Yang Zheng-Dao, Kuo Hsuan-Yu, Hsieh Po-Wei, Hung Jui-Hung
Department of Computer Science, National Yang Ming Chiao Tung University, Hsinchu, Taiwan.
Bioinformatics. 2024 Jun 19;40(7). doi: 10.1093/bioinformatics/btae409.
The Full-text index in Minute space (FM-index) is a memory-efficient data structure widely used in bioinformatics for solving the fundamental pattern-matching task of searching for short patterns within a long reference. With the demand for short query patterns, the k-ordered concept has been proposed for FM-indexes. However, few construction algorithms in the state of the art fully exploit this idea to achieve significant speedups in the pan-genome era.
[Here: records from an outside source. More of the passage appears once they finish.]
Issue #896, opened 2024-03-03
Applications: Create/edit modal


juliushaertl:
-  [x] Title input
-  [x] Description text input
- [x] Resource list
  -  [x] Add button that shows a multiselect allowing to pick tables/views that the user has to add
  - [x] Remove button for each resource
- [ ] Change ordering of resources in the edit modal

juliushaertl:
Moved the left-over here to a follow up task mentioned in https://github.com/nextcloud/tables/issues/311

Issue #863, opened 2024-02-22
Applications: Expose in app menu


juliushaertl:
- [ ] Implement exposing entries in the navigation manager

juliushaertl:
@blizzz Assigned you as we discussed that as the next backend step

PR #902, opened 2024-03-05
feat: Add material design icons for applications

juliushaertl:
In preparation for #863 and #896 

This PR adds a script that automatically extracts material design icons and metadata based on a jq json filter to tables. For now we can just start with the default google ones stripped down without variants.

We cannot use the npm library as the backend needs to serve the image url for the nativation entries. The json metadata file can be used in the frontend to generate a picker component then.


build/fetch-material-icons.sh
```diff
@@ -0,0 +1,23 @@
...
+if [ ! -d "${CLONE_PATH}" ]; then
+    git clone "${REPO_URL}" --depth 1 "${CLONE_PATH}"
+fi
+
+mkdir -p "$TARGET_PATH"
+
+cp $CLONE_PATH/LICENSE $TARGET_PATH/LICENSE
+
+cat $CLONE_PATH/meta.json | 
+    jq '.[]|select(.author == "Google" and (.name | contains("-") | not))' > $TARGET_PATH/meta.json
```
blizzz, line 19: Fine for simplicity, but want to point out that some icons are unique while having a dash, for instance `cash-100`, `air-purifier` or `contactless-payment-circle`.

blizzz (approved):

build/fetch-material-icons.sh
juliushaertl: Yeah we can extend the list later on

PR #904, opened 2024-03-05
feat(Contexts): add Contexts to navigation when applicable

blizzz:
solves #863 

needs #903 (soft)

~~wants https://github.com/nextcloud/server/pull/44178~~

* [x] generate correct link
* [x] does not appear yet for the owner even if there is a share where display is enabled for all
* [ ] move logic from application to db query (see TODO remark in code)

Screenshot made with frontend from https://github.com/nextcloud/tables/pull/844. On the content area in the UI we don't render the material icons yet, but the icon is in the nav bar. The icon over the mouse pointer is material design, while the two icons on the very right have fallback icons (default app icon). 
 
Screenshot_20240313_161237

### DIFF
--- a/lib/AppInfo/Application.php
+++ b/lib/AppInfo/Application.php
@@ -6,6 +6,7 @@ use Exception;
 use OCA\Analytics\Datasource\DatasourceEvent;
 use OCA\Tables\Capabilities;
 use OCA\Tables\Listener\AnalyticsDatasourceListener;
+use OCA\Tables\Listener\BeforeTemplateRenderedListener;
 use OCA\Tables\Listener\LoadAdditionalListener;
 use OCA\Tables\Listener\TablesReferenceListener;
 use OCA\Tables\Listener\UserDeletedListener;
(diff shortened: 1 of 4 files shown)


lib/AppInfo/Application.php
```diff
@@ -68,5 +77,61 @@ public function register(IRegistrationContext $context): void {
 	}
 
 	public function boot(IBootContext $context): void {
+		$context->injectFn([$this, 'addPersonalNavigationEntries']);
```
juliushaertl, line 80: Im wondering if we can do this lazy in some way, maybe on a BeforeTemplateRenderedEvent so we don't trigger this logic on every request

juliushaertl (commented):
Small comment otherwise looks straight forward

lib/AppInfo/Application.php
blizzz: Yes, this disturbs me, too.

blizzz:
@enjeck what would be a nice addition is that the appropriate nav bar icon is set active, when being on an application that has an entry there (otherwise going back to tables).

juliushaertl:
> @enjeck what would be a nice addition is that the appropriate nav bar icon is set active, when being on an application that has an entry there (otherwise going back to tables).

I think this is tricky to do on the frontend. We may need a separate backend route to still render the TemplateResponse but then set the active entry on the navigation manager. We can then set an initial state that indicates that we're on an application page and to further adjustments on the frontend side like hiding the navigation by default. Something for a follow up I'd say.

juliushaertl (approved):

blizzz:
> > @enjeck what would be a nice addition is that the appropriate nav bar icon is set active, when being on an application that has an entry there (otherwise going back to tables).
> 
> I think this is tricky to do on the frontend. We may need a separate backend route to still render the TemplateResponse but then set the active entry on the navigation manager. We can then set an initial state that indicates that we're on an application page and to further adjustments on the frontend side like hiding the navigation by default. Something for a follow up I'd say.

Ah, I was speculating that such an option exist for fronted, but of course… why would it. There was no similar case before. Follow up is fine +1

Issue #892, opened 2024-03-03
Archive: Indent views in archived board listing


juliushaertl:
Not a big deal, but it'll be nice if we eventually indent the views in **Archived tables** sidebar, so that it's obvious they're part of a specific table:

Here, "view" is a view of "ToDo list", but it's not obvious due to lack of indent:
![image](https://github.com/nextcloud/tables/assets/32180937/c1e23526-aca7-403e-8ae2-debdad40573c)

_Originally posted by @enjeck in https://github.com/nextcloud/tables/issues/865#issuecomment-1974847194_

juliushaertl:
Fixed by #909

PR #909, opened 2024-03-06
fix: properly indent child views of archived tables

elzody:
Fix for issue #892 

Added some CSS which will further indent views which are nested in an archived table to make the hierarchy more visible. If there's a better way, definitely let me know :)

### Screenshots
<details>
<summary>Previous</summary>

grafik
</details>

<details>
<summary>Suggested</summary>

grafik
</details>

### DIFF
--- a/src/modules/navigation/sections/Navigation.vue
+++ b/src/modules/navigation/sections/Navigation.vue
@@ -49,6 +49,7 @@
 
 				<!-- ARCHIVED -->
 				<NcAppNavigationItem v-if="getArchivedTables.length > 0"
+					class="archived-items"
 					:name="t('tables', 'Archived tables')"
 					:allow-collapse="true"
 					:open="false">
@@ -182,7 +183,6 @@ export default {
 </script>
 
 <style lang="scss" scoped>
-
 :deep(.filter-box) {
 	.input-field {
 		padding: 8px;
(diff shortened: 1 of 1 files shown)


src/modules/navigation/sections/Navigation.vue
```diff
@@ -201,5 +201,14 @@ export default {
 		margin-top: 3vh;
 	}
 }
+</style>
 
+<style>
+.archived-items .app-navigation-entry__children {
+	& .app-navigation-entry-wrapper .app-navigation-entry__children {
+		& .app-navigation-entry {
+			padding-left: calc(16px * 2);
```
juliushaertl, line 210: Any specific reason to not just use 32px?

elzody: I figured it would be clearer to use that since I did not have access to the $icon-size variable which is defined in the Vue library and set at 16px, to make it clearer that that's what I was referencing. But yeah this can be changed

juliushaertl: All right, would have been fine either way, in that case a code comment might have made sense explaining the calculation, but fine to keep the 32px as well 👍

juliushaertl (approved):

jancborchardt:
@elzody could you add before/after screenshot so a design review is easier? :) Thanks!

elzody:
> @elzody could you add before/after screenshot so a design review is easier? :) Thanks!

No problem, added it now @jancborchardt

jancborchardt (approved):
Looks good design-wise! Regarding code rather than putting a set number, might be better to use a multiple of the default-grid-baseline variable? (Which is 4px, so 8* that in this case.)

juliushaertl:
> Looks good design-wise! Regarding code rather than putting a set number, might be better to use a multiple of the default-grid-baseline variable? (Which is 4px, so 8* that in this case.)

I'd get this in for now. The offset depends on the icon size which is currently also hard coded in the vue library

Issue #911, opened 2024-03-07
View columns do not respect sorting


enjeck:
### Steps to reproduce

1. Create a table
2. While creating a view for this table, go to the "Sort" tab and "Add a new sorting rule", select a column and order to sort by.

We introduce the k-ordered Induced Suffix Sorting (kISS) for efficient construction and utilization of k-ordered FM-indexes. We present an algorithmic workflow for building k-ordered suffix arrays, incorporating two novel strategies to improve time and memory efficiency. We also demonstrate the compatibility of integrating k-ordered FM-indexes with locate operations in FMtree. Experiments show that kISS can improve the construction time, and the generated k-ordered suffix array can also be applied to FMtree without any additional in computation or memory usage.
https://github.com/jhhung/kISS.
Supplementary data are available at Bioinformatics online.
微空间全文索引(FM索引)是一种内存高效的数据结构,在生物信息学中广泛用于解决在长参考序列中搜索短模式的基本模式匹配任务。随着对短查询模式的需求,已针对FM索引提出了k阶概念。然而,目前的技术水平中很少有构建算法能充分利用这一思想在泛基因组时代实现显著加速。
我们引入了k阶诱导后缀排序(kISS),以高效构建和利用k阶FM索引。我们提出了一种构建k阶后缀数组的算法工作流程,纳入了两种新颖策略以提高时间和内存效率。我们还展示了将k阶FM索引与FM树中的定位操作集成的兼容性。实验表明,kISS可以缩短构建时间,并且生成的k阶后缀数组也可以应用于FM树,而无需任何额外的计算或内存使用。
https://github.com/jhhung/kISS。
补充数据可在《生物信息学》在线获取。